[RECORDS SUPPLIED]:
- Opening Delimiter -

PR #215, opened 2017-11-21
[RFC] list: indicate when environments are invalid

alban:
Before kube-spawn supported multiple cluster environments,
/var/lib/kube-spawn used to contain directory such as "etc", "k8s" etc.
When updating to a newer kube-spawn, this is mixed with the different
environments. This makes the "kube-spawn list" command confused.

This patch makes it more obvious that "k8s" is not a real cluster name:
```
$ sudo -E kube-spawn list
ENV NAME            LAST MODIFIED
default             Nov 16 17:43:05
etc [INVALID]       Oct  9 16:39:36
extras [INVALID]    Sep 22 15:03:21
k8s [INVALID]       Oct  9 16:39:36
scripts [INVALID]   Sep 22 16:31:10

5 environment(s) found
```

To achieve this, the command list actually parses the kspawn.toml
configuration file and prints "[INVALID]" when the parsing fails. The
LoadConfig() function in 'pkg/config/utils.go' was changed to accept the
cluster name as parameter instead of using the viper flag. I think it's
better if code in 'pkg/' does not use viper in this way because
libraries should not have a clear API without hidden side-channels.
Besides, it will help when implementing a kube-spawn daemon with a gRPC
interface.

### DIFF
--- a/cmd/kube-spawn/create.go
+++ b/cmd/kube-spawn/create.go
@@ -82,7 +82,7 @@ func runCreate(cmd *cobra.Command, args []string) {
 }
 
 func doCreate() {
-	cfg, err := config.LoadConfig()
+	cfg, err := config.LoadConfig(viper.GetString("cluster-name"))
 	if err != nil {
 		// ignore if config not found
 		// it means we started from scratch and need to generate one
--- a/cmd/kube-spawn/kube-spawn.go
+++ b/cmd/kube-spawn/kube-spawn.go
@@ -68,7 +68,7 @@ func main() {
 }
 
 func loadConfig() *config.ClusterConfiguration {
-	cfg, err := config.LoadConfig()
+	cfg, err := config.LoadConfig(viper.GetString("cluster-name"))
 	if err != nil {
 		log.Fatal(errors.Wrap(err, "error loading config"))
 	}
--- a/cmd/kube-spawn/list.go
+++ b/cmd/kube-spawn/list.go
@@ -26,9 +26,11 @@ import (
 
 	"github.com/spf13/cobra"
 	"github.com/spf13/viper"
+
+	"github.com/kinvolk/kube-spawn/pkg/config"
 )
 
-const tableFmt = "%-10s  %s"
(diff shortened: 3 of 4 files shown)


schu:
I didn't immediately understand what the pull request does: it adds logic to detect a scenario where a user runs a current version of kube-spawn with an old `/var/lib/kube-spawn` directory structure. Today, kube-spawn supports multiple environments and maintains a sub directory for each of those in `/var/lib/kube-spawn`. In earlier versions, only one environment was supported and its data stored directly in `/var/lib/kube-spawn` (hence the various "invalid" directories in the example above).

I think we shouldn't apply this patch.

First, it doesn't help the user. Even when they have done everything by the documentation until now, they suddenly see themselves confronted with the message. So they'll have to open an issue or dig into the code until they find out what's going on or not think about it and wipe `/var/lib/kube-spawn`. (Side note: it says `5 environment(s) found` while at the same time marking 4 as invalid, i.e. no environments?)

Second, it treats a symptom and not the cause.

Instead, users should learn from the release notes about breaking changes and necessary steps to upgrade. To help users with recognizing breaking changes with regard to kube-spawn's internal data in `/var/lib/kube-spawn`, we could maintain a way that allows kube-spawn to identify the "version" of the data and act accordingly. IMHO, a better, practical user experience would be something like this:

```
$ sudo -E ./kube-spawn ....
Warning: kube-spawn has detected outdated internal data in /var/lib/kube-spawn which requires an upgrade
Please see the release notes at https://github.com/... to learn how to do that
Aborting
```

One way could be to add a file `/var/lib/kube-spawn/meta.json` where such a version is maintained.

dongsupark:
It's actually quite a corner case, so I don't care much whether it's applied or not.
Ideally @schu's idea is a good approach, but @alban's approach is also not bad from the user's perspective. I don't think that this patch is something that we should not apply.

alban:
I updated the release message on https://github.com/kinvolk/kube-spawn/releases/tag/v0.2.0

schu:
Outdated, closing.

PR #218, opened 2017-11-23
Remove leftovers after docker removal

nhlfr:
kube-spawn vagrant environment does not use
docker anymore for builds. This commit removes
all the leftovers after docker in vagrant provision
script.


alban:
But to build Kubernetes locally (and use it with `--dev`), we need docker to build the hyperkube image, right?

dongsupark:
@alban True.
However, in order to use Vagrant VMs for smoke tests on CI services, we should remove docker & k8s installation parts from the vagrant scripts. Otherwise each build would cause a lot of dependencies to be fetched. That's why I wanted to deliberately remove the installations.
In the future we could either create a separate setup script for `--dev` or add relevant documentation.

PR #219, opened 2017-11-23
doc/devel/release.md: updates

alban:
Add smoke test, check version.

-----

~I would like to merge this only after v0.2.0, so if I notice anything else during the release, I can add it to this PR.~

### DIFF
--- a/doc/devel/release.md
+++ b/doc/devel/release.md
@@ -23,18 +23,20 @@ The following example assumes we're going from version 0.1.1 (`v0.1.1`) to 0.2.0
 
 Let's get started:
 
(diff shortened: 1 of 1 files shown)


schu:
Other projects often have a release branch and code freeze period (i.e. time to actually use and test what will be the next release) before the release is made. I think it would be good to do that as well.

alban:
@schu rkt does that but in kube-spawn's case, there would be no commit on that release branch: the version in `kube-spawn --version` is compiled in from
```
VERSION=$(shell git describe --tags --always --dirty)
```
and
```
-ldflags "-X main.version=$(VERSION)"
```

So I removed it when copying the release guide from rkt.

dongsupark:
This PR updates only a document, so it does not conflict with the refactoring PR https://github.com/kinvolk/kube-spawn/pull/265 .
So merge.

PR #222, opened 2017-11-25
kubeadm join: fix TLS on Kubernetes >=1.9

alban:
kubeadm got a new option in version 1.8: `--discovery-token-unsafe-skip-ca-verification`
See: https://github.com/kubernetes/kubernetes/pull/49520

Since version 1.9, it became mandatory to either use it to skip verification, or to use `--discovery-token-ca-cert-hash=...`
See: https://github.com/kubernetes/kubernetes/pull/55468

Since kube-spawn is a developer tool used on one physical machine, use the former.

### DIFF
--- a/pkg/nspawntool/kubeadm.go
+++ b/pkg/nspawntool/kubeadm.go
@@ -7,6 +7,7 @@ import (
 	"github.com/kinvolk/kube-spawn/pkg/bootstrap"
 	"github.com/kinvolk/kube-spawn/pkg/config"
 	"github.com/kinvolk/kube-spawn/pkg/machinetool"
+	"github.com/kinvolk/kube-spawn/pkg/utils"
 	"github.com/kinvolk/kube-spawn/pkg/utils/fs"
 	"github.com/pkg/errors"
 )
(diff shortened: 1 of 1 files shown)


blixtra:
Can you provide a description?

alban:
@blixtra updated.

pkg/nspawntool/kubeadm.go
```diff
@@ -88,7 +89,18 @@ func JoinNode(cfg *config.ClusterConfiguration, mNo int) error {
...
-		"--token", cfg.Token,
-		cfg.Machines[0].IP + ":6443"}...)
+		"--token", cfg.Token}...)
+
+	// --discovery-token-unsafe-skip-ca-verification appeared in Kubernetes 1.8
+	// See: https://github.com/kubernetes/kubernetes/pull/49520
+	// It is mandatory since Kubernetes 1.9
+	// See: https://github.com/kubernetes/kubernetes/pull/55468
+	// Test is !<1.8 instead of >=1.8 in order to handle non-semver version 'latest'
+	if !utils.CheckVersionConstraint(cfg.KubernetesVersion, "<1.8") {
```
dongsupark: FYI, similar version checks are done in `pkg/config/defaults.go`, either `if cfg.DevCluster || utils.CheckVersionConstraint(cfg.KubernetesVersion, ">=1.8.0")` or `if !cfg.DevCluster && utils.CheckVersionConstraint(cfg.KubernetesVersion, "<1.8.0")`. In this file the check is now used a little differently. Basically this pattern is kind of error-prone, so I think we should be somehow consistent. We could make a helper to simplify it in another PR.

alban:
Thanks for the review & test!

- Closing Delimiter -

[YOUR INSTRUCTIONS]: For the records given here, say how many lines hold the string "discovery", with no further words.

[TASK OUTPUT]: 3